Nonprofit Manifesto

Nonprofit missions are too important.

Nonprofits go to work every day to make the world a better place. To feed the hungry, to save children, to elevate our spirits, to connect us, to teach us compassion, to save the planet. The world desperately needs their work. Nonprofit work elevates the best of our humanity.

Nonprofit culture must change.

We cannot be charities, we cannot be tree huggers. There is too much at stake. We are changing the world. There isn’t a more important mission.

Nonprofit performance is critical.

The world needs nonprofits to be high-performing and innovative organizations. Anything less endangers our future, fails our present.

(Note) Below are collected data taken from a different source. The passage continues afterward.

PR #149, opened 2022-07-05
OSOE-150: ⭐ Add PowerShell static code analysis to OSOCE

sarahelsaig:
OSOE-150
- https://github.com/Lombiq/GitHub-Actions/pull/23
- https://github.com/Lombiq/PowerShell-Analyzers/pull/1
- https://github.com/Lombiq/Helpful-Libraries/pull/149
- https://github.com/Lombiq/NPM-Targets/pull/20

[Example of it working.](https://github.com/Lombiq/Open-Source-Orchard-Core-Extensions/runs/7197098688?check_suite_focus=true) Also see the unit tests.


.github/workflows/build-and-test.yml
```diff
@@ -10,15 +10,15 @@ on:
 jobs:
   call-build-and-test-workflow:
     name: Build and Test - root solution
-    uses: Lombiq/GitHub-Actions/.github/workflows/build-and-test-orchard-core.yml@dev
+    uses: Lombiq/GitHub-Actions/.github/workflows/build-and-test-orchard-core.yml@issue/OSOE-150
```
Piedone: Demonstrate an analyzer violation during the GHA build, please.

src/Lombiq.OSOCE.Web/Lombiq.OSOCE.Web.csproj
```diff
@@ -6,6 +6,8 @@
     <AspNetCoreHostingModel>InProcess</AspNetCoreHostingModel>
   </PropertyGroup>
 
+  <Import Project="..\..\tools\Lombiq.Analyzers.PowerShell\Lombiq.Analyzers.PowerShell\Lombiq.Analyzers.PowerShell.targets" Condition="'$(GITHUB_ENV)' == ''" />
```
Piedone: Why do we need this, and why the distinction with `GITHUB_ENV`?

Piedone (changes requested):

.github/workflows/build-and-test.yml
sarahelsaig: I have already linked it in the issue description.

src/Lombiq.OSOCE.Web/Lombiq.OSOCE.Web.csproj
sarahelsaig: When you run the build in GitHub Actions, it should use the workflow command output format, whereas this uses the MSBuild output format. Unfortunately GH doesn't automatically convert those into error annotations.

.github/workflows/build-and-test.yml
Piedone: In the PR description, but I see, thanks.

src/Lombiq.OSOCE.Web/Lombiq.OSOCE.Web.csproj
Piedone: Do we actually need a separate PS analyzer step in the GH workflow if we have MSBuild integration?

sarahelsaig: If you suppress the logs like we do in the GH workflow (with `-verbosity:quiet`) then also suppresses any stdout and stderr outputs from the script called by `<Exec>`. This means we can only emit MSBuild errors, because MSBuild treats those differently, but we can't emit GH workflow commands such as `::error::My message.`. When I try to use the MSBuild commands in the GH actions, they display on the console output but aren't interpreted as errors so not great.

Piedone: Shouldn't we emit MSBuild errors, then? Since this targets file integrates PS analysis with the build, it could also integrate with the output there, like ESLint and Stylelint. I.e. use warnings by default, which will be turned into errors when we build in CI.

sarahelsaig: Yeah, I was also considering that. I will look into a way to turn MSBuild errors into GH errors in `dotnet-build`. Then we can stick with just one error type per tooling.

sarahelsaig: Works:
image
image

Piedone: Looks awesome!

.github/workflows/build-and-test.yml
Piedone: I get these errors locally but the GHA build passes:

image

BTW shouldn't these be warnings locally instead?

sarahelsaig: No, becuase if you return warnings for the items, but still emit a nonzero exit code that's pointless. But if the analyzer returns zero then it won't emit the warnings a second time on incremental build (because the timestamp would be updated) which would be confusing.

Piedone: These errors are still there. And again, shouldn't this cause the GHA build to fail too?

sarahelsaig: I'm not getting any of these locally. I'm pretty sure these hint to version differences between Windows PowerShell and PowerShell 7. The "in this version" must mean 5.x, right? Also I remember, that `curl` was an alias in Windows PowerShell (which was dumb, they shouldn't have done that), but it's not an alias in PS7. MSBuild prefers `pwsh` when it's available (so always on GHA), that's why the builds don't fail.

Both of the affected files are in the _Lombiq.GitHub.Actions_ repo, where all scripts are only invoked with `pwsh`. (and `curl` is the actual cURL program) I don't think we need to worry about how those scripts behave in older versions since we won't ever use those.

(this doesn't apply to Utility-Scripts, where scripts has to support Windows PowerShell, but there the analysis runs on both versions of PS, so I think we have good coverage)

Piedone: Hmm, it should have been a version issue. I installed the latest PS 7 and it works now.

Piedone (approved):

Piedone (approved):

Piedone (approved):

Piedone (approved):

PR #153, opened 2022-07-12
OSOE-125: Add path shortening during GitHub Actions build

0liver:
OSOE-125

https://github.com/Lombiq/GitHub-Actions/pull/17


Piedone (changes requested):
This doesn't reference the issue branch in the workflow, thus it doesn't use https://github.com/Lombiq/GitHub-Actions/pull/17.

Piedone (approved):

PR #165, opened 2022-07-30
OCC-11: Updating documentation for JS scripts

DemeSzabolcs:
OCC-11


sarahelsaig:
TeamCity is expected to fail because it still expects Gulp Extensions. The rest is ok!

PR #194, opened 2022-08-31
NEST-316: Re-implement Azure Deploy build with GitHub Actions

DemeSzabolcs:
NEST-316


Piedone (approved):

Piedone (approved):

Piedone (changes requested):
Point the build workflows to your branch in GitHub Actions, so the build runs your code. Same for NEST.

Also keep the submodule up to date here.

Piedone (changes requested):
As mentioned, point the build (and test) workflows here to your branch in the GitHub Actions repo, so the build runs your code. Same for NEST. Currently, these don't run the build workflow that you modified and thus we're not testing it.

Piedone (approved):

We cannot afford it, it’s unacceptable.

We need to generate and disseminate more nonprofit knowledge.

Knowledge is the key to elevate the impact of nonprofit work, to increase our capabilities to carry out our missions and make the world a better place.

Visit any university, library, or bookstore, and you will hardly find knowledge on nonprofits, compared to the seemingly unlimited number of business books. For every academic program and degree related to nonprofits you will find many many more for business.

Nonprofits cannot afford to ignore business knowledge.

We have to start somewhere. And there is so much of business knowledge available. What to use, how to use it in a nonprofit, these are good questions. We need to experiment, learn, and generate new knowledge that elevates their work.

Nonprofits are businesses

If a business is an entity that creates and delivers value, then nonprofits are businesses.